» About this task
Repeat only the lines below from the one containing "(diff shortened: 1 of 1 files shown)" through the one containing "zhztheplayer: > Yes, it", inclusive, exactly as written.

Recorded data
Start of Block
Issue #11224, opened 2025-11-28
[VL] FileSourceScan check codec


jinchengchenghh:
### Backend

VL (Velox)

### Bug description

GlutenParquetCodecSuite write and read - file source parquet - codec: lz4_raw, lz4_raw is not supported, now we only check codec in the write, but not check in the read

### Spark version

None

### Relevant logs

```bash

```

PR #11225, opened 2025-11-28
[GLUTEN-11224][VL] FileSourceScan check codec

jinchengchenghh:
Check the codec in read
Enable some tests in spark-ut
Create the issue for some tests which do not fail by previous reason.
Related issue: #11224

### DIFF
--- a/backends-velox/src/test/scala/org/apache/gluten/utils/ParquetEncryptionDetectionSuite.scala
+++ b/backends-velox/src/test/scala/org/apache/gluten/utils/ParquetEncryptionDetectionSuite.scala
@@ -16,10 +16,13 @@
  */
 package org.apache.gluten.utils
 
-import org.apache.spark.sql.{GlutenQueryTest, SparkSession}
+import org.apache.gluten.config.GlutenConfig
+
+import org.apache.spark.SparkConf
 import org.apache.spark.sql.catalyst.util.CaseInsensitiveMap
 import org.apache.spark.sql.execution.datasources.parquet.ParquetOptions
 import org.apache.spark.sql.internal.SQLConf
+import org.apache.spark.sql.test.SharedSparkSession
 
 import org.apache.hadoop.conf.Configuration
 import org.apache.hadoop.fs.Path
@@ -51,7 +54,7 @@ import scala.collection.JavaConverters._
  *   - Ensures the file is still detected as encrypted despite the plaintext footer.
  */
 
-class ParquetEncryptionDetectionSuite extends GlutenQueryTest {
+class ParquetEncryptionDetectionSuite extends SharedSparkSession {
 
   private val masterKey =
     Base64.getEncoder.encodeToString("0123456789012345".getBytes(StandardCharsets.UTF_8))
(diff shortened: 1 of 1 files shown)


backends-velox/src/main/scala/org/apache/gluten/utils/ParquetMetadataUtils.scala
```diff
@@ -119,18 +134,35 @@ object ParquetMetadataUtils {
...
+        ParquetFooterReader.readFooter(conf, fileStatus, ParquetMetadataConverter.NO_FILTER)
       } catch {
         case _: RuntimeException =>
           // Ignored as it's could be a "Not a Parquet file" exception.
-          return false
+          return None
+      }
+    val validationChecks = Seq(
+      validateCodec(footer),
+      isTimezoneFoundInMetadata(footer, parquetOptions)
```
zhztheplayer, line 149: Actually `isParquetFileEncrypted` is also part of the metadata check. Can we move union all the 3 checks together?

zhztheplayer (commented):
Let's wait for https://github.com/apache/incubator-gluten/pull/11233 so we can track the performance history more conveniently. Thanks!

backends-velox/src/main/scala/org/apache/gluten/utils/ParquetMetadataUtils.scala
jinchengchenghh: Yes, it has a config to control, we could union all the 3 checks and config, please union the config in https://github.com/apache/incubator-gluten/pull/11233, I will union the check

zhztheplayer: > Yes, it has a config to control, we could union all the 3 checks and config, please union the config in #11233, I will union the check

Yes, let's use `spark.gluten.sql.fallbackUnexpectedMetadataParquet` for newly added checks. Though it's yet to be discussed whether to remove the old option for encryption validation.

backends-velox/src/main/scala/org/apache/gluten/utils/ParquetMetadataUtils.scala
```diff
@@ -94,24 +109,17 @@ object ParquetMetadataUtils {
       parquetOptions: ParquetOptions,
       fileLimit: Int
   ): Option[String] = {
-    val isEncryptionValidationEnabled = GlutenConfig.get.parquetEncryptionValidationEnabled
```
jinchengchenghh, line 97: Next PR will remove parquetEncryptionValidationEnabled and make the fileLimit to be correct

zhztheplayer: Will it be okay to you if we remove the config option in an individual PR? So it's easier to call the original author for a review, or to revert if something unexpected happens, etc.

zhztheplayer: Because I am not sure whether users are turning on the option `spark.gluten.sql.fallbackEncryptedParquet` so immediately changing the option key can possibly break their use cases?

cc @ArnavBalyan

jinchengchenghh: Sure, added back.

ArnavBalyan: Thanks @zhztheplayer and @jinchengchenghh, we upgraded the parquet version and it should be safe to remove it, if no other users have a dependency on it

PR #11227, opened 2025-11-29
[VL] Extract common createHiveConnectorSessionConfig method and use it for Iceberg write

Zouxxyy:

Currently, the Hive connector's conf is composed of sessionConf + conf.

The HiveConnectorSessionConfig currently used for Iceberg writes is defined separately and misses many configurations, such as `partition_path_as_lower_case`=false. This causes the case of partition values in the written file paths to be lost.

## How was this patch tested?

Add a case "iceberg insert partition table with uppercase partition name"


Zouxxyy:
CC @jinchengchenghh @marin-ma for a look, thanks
End of Block
» Output below
(diff shortened: 1 of 1 files shown)


backends-velox/src/main/scala/org/apache/gluten/utils/ParquetMetadataUtils.scala
```diff
@@ -119,18 +134,35 @@ object ParquetMetadataUtils {
...
+        ParquetFooterReader.readFooter(conf, fileStatus, ParquetMetadataConverter.NO_FILTER)
       } catch {
         case _: RuntimeException =>
           // Ignored as it's could be a "Not a Parquet file" exception.
-          return false
+          return None
+      }
+    val validationChecks = Seq(
+      validateCodec(footer),
+      isTimezoneFoundInMetadata(footer, parquetOptions)
```
zhztheplayer, line 149: Actually `isParquetFileEncrypted` is also part of the metadata check. Can we move union all the 3 checks together?

zhztheplayer (commented):
Let's wait for https://github.com/apache/incubator-gluten/pull/11233 so we can track the performance history more conveniently. Thanks!

backends-velox/src/main/scala/org/apache/gluten/utils/ParquetMetadataUtils.scala
jinchengchenghh: Yes, it has a config to control, we could union all the 3 checks and config, please union the config in https://github.com/apache/incubator-gluten/pull/11233, I will union the check

zhztheplayer: > Yes, it has a config to control, we could union all the 3 checks and config, please union the config in #11233, I will union the check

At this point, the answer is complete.